“Tst, tst, tst! I haven’t seen a buffalo in more than forty years. ... I do not hate anybody, not even the white man. ... I have never let myself hate the white man, because I knew this would only make things worse for me. But he changed everything for us, did many bad deeds before we got used to him.” She then leaned toward Frank to say, “White cowboys met a deaf and dumb Crow boy on the plains, and because he could not answer their questions, could not even hear what they said, they roped him and dragged him to death.”
“‘Sickness came, strange sickness that nobody knew about when there was no meat,’ she said, covering her face with both hands as though to shut out the sight of suffering. ‘My daughter stepped into a horse’s track that was deep in the dried clay, and hurt her ankle. I could not heal her; nobody could. The white doctor told me that the same sickness that makes people cough themselves to death was in my daughter’s ankle. I did not believe it, yet she died, leaving six little children. Then my other daughter died, and left hers. These things would not have happened if we Crows had been living as we were intended to live. But how could we live in the old way when everything was gone?”
“Ahh, my heart felt down when I began to see dead buffalo scattered all over our beautiful country, killed and skinned, and left to rot by white men, many, many, hundreds of buffalo. ... The whole country smelled of rotting meat. Even the flowers could not put down the bad smell. Our hearts were like stones. And yet nobody believed, even then, that the white man could kill all the buffalo. Since the beginning of things there had always been so many! Even the Lacota, as bad as their hearts were for us, would not do such a thing as this; nor the Cheyenne, nor the Arapahoe, nor the Pecunnie; and yet the white man did this, even when he did not want the meat.”

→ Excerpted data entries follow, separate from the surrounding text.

PR #4000, opened 2021-11-10
Add templates for issues

peteroneilljr:
Suggesting templates for Bug Reports and Feature Requests

### DIFF
--- a/.github/ISSUE_TEMPLATE/bug_report.md
+++ b/.github/ISSUE_TEMPLATE/bug_report.md
@@ -1,0 +1,42 @@
+---
+name: Bug report
+about: Report a problem for the OPA community to investigate
+title: ''
+labels: bug
+assignees: ''
+
+---
+
+<!-- Thanks for opening an issue to request a feature or file a bug!
+If you provide some basic information, it helps us address problems faster. -->
+
+## Short description 
+<!--
+Any information you think might be helpful. Examples include the environment
+where OPA was running (e.g., if inside Kubernetes, what resource limits did you configure
+OPA with?), how long OPA had been running for, what was happening around the time
+when you identified the problem, etc.
+-->
+
+## Steps To Reproduce
+<!--
+1. Go to '...'
+2. Click on '....'
+3. Scroll down to '....'
+4. See an error
+-->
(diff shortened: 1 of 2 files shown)


.github/ISSUE_TEMPLATE/bug_report.md
```diff
@@ -0,0 +1,42 @@
...
+## Expected behavior
+<!--
+Describe what you expected to happen.
+-->
+
+## Screenshots
+<!--
+If applicable, add screenshots to help explain your problem.
+-->
+
```
tsandall, line 38: Not sure how others feel but I'd rather not see screenshots in issues unless they're used to show visual/presentation issues in the CLI output, website, etc. In other words, I don't want to see screenshots of error messages or logs or `top` output, etc.

.github/ISSUE_TEMPLATE/bug_report.md
```diff
@@ -0,0 +1,42 @@
...
+title: ''
+labels: bug
+assignees: ''
+
+---
+
+<!-- Thanks for opening an issue to request a feature or file a bug!
+If you provide some basic information, it helps us address problems faster. -->
+
+## Short description
```
tsandall, line 13: It would be good to include a checklist of common information like we have today: https://raw.githubusercontent.com/open-policy-agent/opa/main/.github/ISSUE_TEMPLATE.md

.github/ISSUE_TEMPLATE/feature_request.md
```diff
@@ -0,0 +1,33 @@
...
+title: ''
+labels: feature-request
+assignees: ''
+
+---
+
+<!-- Thanks for opening an issue to request a feature or file a bug!
+If you provide some basic information, it helps us address problems faster. -->
+
+## What functionality would you like to add or improve?
```
tsandall, line 13: I think one thing we need to emphasize here is that they should tell _why_ they need something. We don't really need them to weigh in on what specific functionality they think should be added--it's more important tell us _why_ they need something so that we can take that information and come up with the best plan forward (i.e., users don't have as much context as we do.)

PR #4006, opened 2021-11-10
Add templates for issues

peteroneilljr:
Creating templates for Bug Reports and Feature Requests


srenatus (approved):
Looks good to me!

Should we also remove the old template while we're at it? https://github.com/open-policy-agent/opa/tree/main/.github

tsandall:
> Should we also remove the old template while we're at it? https://github.com/open-policy-agent/opa/tree/main/.github

To @srenatus's point, yes let's remove that in this PR as well.

tsandall:
@peteroneilljr once you remove the old ISSUE TEMPLATE file we can merge this.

“We believed for a long time that the buffalo would again come to us; but they did not. We grew hungry and sick and afraid, all in one. Not believing their own eyes our hunters rode very far looking for buffalo, so far away that even if they had found a herd we could not have reached it in half a moon. ‘Nothing; we found nothing,’ they told us, and then, hungry, stared at the empty plains, as though dreaming. After this their hearts were no good anymore. If the Great White Chief in Washington had not given us food we should have been wiped out without even a chance to fight for ourselves.”
“And then white men began to fence the plains so that we could not travel; and anyhow there was now little good in traveling, nothing to travel for. We began to stay in one place, and to grow lazy and sicker all the time. Our men had fought hard against our enemies, holding them back from our beautiful country by their bravery; but now, with everything else going wrong, we began to be whipped by weak foolishness. Our men, our leaders, began to drink the white man’s whisky, letting it do their thinking. Because we were used to listening to our chiefs in the buffalo days, the days of war and excitement, we listened to them now; and we got whipped. Our wise-ones became fools, and drank the white man’s whisky. But what else was there for us to do? We knew no other way than to listen to our chiefs and head men. Our old men used to be different; even our children were different when the buffalo were here.”

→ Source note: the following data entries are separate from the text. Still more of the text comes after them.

Issue #4016, opened 2021-11-16
http.send: http connection kept open due to  HTTP keep-alives


ashutosh-narkar:
## Expected Behavior

Close http connection after single request and  disable HTTP keep-alives.

## Actual Behavior

When http.send creates a http client it uses the `http.DefaultTransport` instance. As we don't explicitly set the keep-alive timeout for a connection, the default value (90 secs) is used. As a result, for every unique http.send request (ie. not cached) a new client connection is opened and stays open till the idle connection timeout is reached. If a policy using `http.send` is queried multiple times, eventually connection resource utilization adds up resulting in errors such as "too many openfiles" .

## Steps to Reproduce the Problem

```
 docker run -it --rm --ulimit nofile=100:100 openpolicyagent/opa eval --strict-builtin-errors 'x = numbers.range(1,1000)[_]; resp = http.send({"method": "get", "url": sprintf("http://1.1.1.1?%v", [x])})'
```

Issue #4015, opened 2021-11-16
http.send: http client created unnecessarily on cache hit


ashutosh-narkar:
The http.send inter-query cache creates a http.client on every request even if the response is cached and fresh. We should avoid this as it's unnecessary and adds to resource utilization.

PR #4017, opened 2021-11-16
Fixes to http.send built-in

ashutosh-narkar:
Fixes to http.send to prevent unnecessary client creation
and to disable HTTP keep-alives. See commits for details.

Fixes: #4016
Fixes: #4015

### DIFF
--- a/topdown/http.go
+++ b/topdown/http.go
@@ -256,6 +256,7 @@ func useSocket(rawURL string, tlsConfig *tls.Config) (bool, string, *http.Transp
 		return http.DefaultTransport.(*http.Transport).DialContext(ctx, u.Scheme, v.Get("socket"))
 	}
 	tr.TLSClientConfig = tlsConfig
+	tr.DisableKeepAlives = true
 
 	rawURL = strings.Replace(rawURL, "unix:", "http:", 1)
 	return true, rawURL, tr
@@ -500,6 +501,7 @@ func createHTTPRequest(bctx BuiltinContext, obj ast.Object) (*http.Request, *htt
 		} else {
 			tr := http.DefaultTransport.(*http.Transport).Clone()
 			tr.TLSClientConfig = &tlsConfig
+			tr.DisableKeepAlives = true
 			client.Transport = tr
 		}
 	} else {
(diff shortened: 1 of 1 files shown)


topdown/http.go
```diff
@@ -1188,23 +1195,19 @@ func newInterQueryCache(bctx BuiltinContext, key ast.Object, forceCacheParams *f
...
-		return nil, handleHTTPSendErr(c.bctx, err)
-	}
-
 	c.forceJSONDecode, err = getBoolValFromReqObj(c.key, ast.StringTerm("force_json_decode"))
 	if err != nil {
 		return nil, handleHTTPSendErr(c.bctx, err)
 	}
 
-	resp, err := checkHTTPSendInterQueryCache(c.bctx, c.key, c.httpReq, c.httpClient, c.forceJSONDecode, c.forceCacheParams)
+	resp, err := c.checkHTTPSendInterQueryCache(c.bctx, c.key, c.forceJSONDecode, c.forceCacheParams)
```
srenatus, line 1203: 🤔 Hrmm if this is method now has `c` as a receiver, what's the reason to pass `c.bctx`, `c.key`, etc?

srenatus (approved):
LGTM, one cleanup opportunity inside.

At a first glance, disabling keepalive seems odd -- it seems to be a thing we'd generally want. But that'll be a bigger feature, and this change should make things better 👍 

There a no tests here, I take it this is difficult to test properly in the golang unit test framework...?

anderseknert:
I share @srenatus worries about disabling HTTP keep-alive. Seems like we're throwing out a a pretty fundamental performance enhancement for everyone in order to solve an edge case concerning a smaller group of users? Would setting `MaxIdleConns` on the transport not suffice?

```go
// MaxIdleConns controls the maximum number of idle (keep-alive)
// connections across all hosts. Zero means no limit.
MaxIdleConns int
```

srenatus:
> I share @srenatus worries about disabling HTTP keep-alive. Seems like we're throwing out a a pretty fundamental performance enhancement for everyone in order to solve an edge case concerning a smaller group of users?

Oh I hadn't worried about that: we do no such thing. Right now, we create a new http.Client for each request, and each http.Client has its own Transport, and therefore there is *no actual connection re-use* right now. However, the Transport _by default_ attempts to *do connection re-use*, and keeps connections open. In our scenario, since we don't re-use the Transport that keeps the connection open, we're running out of file descriptors easily.

So, in my opinion this is the right fix for a real problem, and we're not sacrificing anything. I've mentioned the keepalive because in general it would be good to do that, to save the time needed to open a new connection, across multiple policy evals. But it's also tricky to get right, and _this PR_ is the proper solution to the problem at hand.

anderseknert:
Gotcha! Thanks for expanding on that, Stephan 👍

topdown/http.go
ashutosh-narkar: Updated. Removed the args to `c.checkHTTPSendInterQueryCache`.

ashutosh-narkar:
> There a no tests here, I take it this is difficult to test properly in the golang unit test framework...?

I was trying out [this](https://pkg.go.dev/net/http/httptrace) package but did not find a good way to test this.

srenatus (approved):
Thanks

“Tst, tst, tst! We were given a reservation, a fine one, long ago. We had many, many horses, and even cattle that the Government had given us. We might have managed to get along if the White Chief in Washington had not leased our lands to white stockmen. These men, some of them, shot down our horses on our own lands, because they wanted the grass for themselves.”
“‘Yes,’ she went on, her eyes snapping, ‘these white men shot down our horses so that their cows and sheep might have the grass. They even paid three dollars for each pair of horse’s ears, to get our horses killed. It was as though our horses, on our own lands, were wolves that killed the white man’s sheep.”
“I have not long to stay here. ... I shall soon be going away from this world; but my grandchildren will have to stay here for a long time yet. I wonder how they will make out. I wonder if the lease-money that is paid to the Government in Washington by the white stockmen will be given to my grandchildren when it is paid in, or if they will have to wear out their moccasins going to the Agency office to ask for it, as I do. … But then ... I suppose they will be wearing the white man’s shoes, because shoes last longer than moccasins.”